- The task
Look through the data below for the line with "PR #4192, opened 2025-05-21" and the line with "- Refactored gateway", then output those two and all lines in between, exactly as written.

[Saved entries]
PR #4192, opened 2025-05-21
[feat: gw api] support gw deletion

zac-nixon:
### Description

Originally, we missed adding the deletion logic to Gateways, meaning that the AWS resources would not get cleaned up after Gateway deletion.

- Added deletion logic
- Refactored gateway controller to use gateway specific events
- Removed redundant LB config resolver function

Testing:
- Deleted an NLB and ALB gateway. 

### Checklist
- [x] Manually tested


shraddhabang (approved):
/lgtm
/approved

---

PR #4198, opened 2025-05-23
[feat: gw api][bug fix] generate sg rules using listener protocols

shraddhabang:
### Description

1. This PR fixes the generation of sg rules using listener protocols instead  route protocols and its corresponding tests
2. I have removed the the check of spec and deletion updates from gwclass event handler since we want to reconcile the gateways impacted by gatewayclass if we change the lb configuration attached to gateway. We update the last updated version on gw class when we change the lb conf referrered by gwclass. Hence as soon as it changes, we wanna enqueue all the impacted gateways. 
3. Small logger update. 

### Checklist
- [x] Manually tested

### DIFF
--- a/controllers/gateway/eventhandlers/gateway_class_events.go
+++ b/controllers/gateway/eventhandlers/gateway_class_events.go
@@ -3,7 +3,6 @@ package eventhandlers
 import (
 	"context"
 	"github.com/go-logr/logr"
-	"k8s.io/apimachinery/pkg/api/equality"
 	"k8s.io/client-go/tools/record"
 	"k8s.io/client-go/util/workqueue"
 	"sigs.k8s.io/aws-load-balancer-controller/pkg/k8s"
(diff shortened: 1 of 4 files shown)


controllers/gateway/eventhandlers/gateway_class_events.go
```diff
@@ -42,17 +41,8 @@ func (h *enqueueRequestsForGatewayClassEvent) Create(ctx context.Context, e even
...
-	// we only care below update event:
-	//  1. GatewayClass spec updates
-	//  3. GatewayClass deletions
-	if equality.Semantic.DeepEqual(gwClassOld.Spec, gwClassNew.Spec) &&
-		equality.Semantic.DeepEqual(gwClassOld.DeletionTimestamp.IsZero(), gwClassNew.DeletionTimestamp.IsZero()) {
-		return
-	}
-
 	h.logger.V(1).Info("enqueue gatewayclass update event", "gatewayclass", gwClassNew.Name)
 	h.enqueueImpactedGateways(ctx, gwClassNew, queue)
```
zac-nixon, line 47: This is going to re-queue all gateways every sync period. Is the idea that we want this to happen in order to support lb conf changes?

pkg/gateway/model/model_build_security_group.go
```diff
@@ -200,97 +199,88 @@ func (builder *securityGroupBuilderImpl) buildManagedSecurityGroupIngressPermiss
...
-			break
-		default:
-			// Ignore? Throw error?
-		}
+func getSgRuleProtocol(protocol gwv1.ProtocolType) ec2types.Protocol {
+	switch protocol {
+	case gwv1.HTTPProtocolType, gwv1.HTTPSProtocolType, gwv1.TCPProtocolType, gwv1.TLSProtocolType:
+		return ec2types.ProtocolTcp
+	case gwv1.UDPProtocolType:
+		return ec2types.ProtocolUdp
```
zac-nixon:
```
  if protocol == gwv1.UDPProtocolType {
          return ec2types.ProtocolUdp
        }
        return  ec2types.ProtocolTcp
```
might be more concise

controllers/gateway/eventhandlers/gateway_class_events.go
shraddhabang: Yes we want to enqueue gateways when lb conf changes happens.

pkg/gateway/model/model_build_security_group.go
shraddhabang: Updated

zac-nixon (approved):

- Answer to the exercise
PR #4192, opened 2025-05-21
[feat: gw api] support gw deletion

zac-nixon:
### Description

Originally, we missed adding the deletion logic to Gateways, meaning that the AWS resources would not get cleaned up after Gateway deletion.

- Added deletion logic
- Refactored gateway controller to use gateway specific events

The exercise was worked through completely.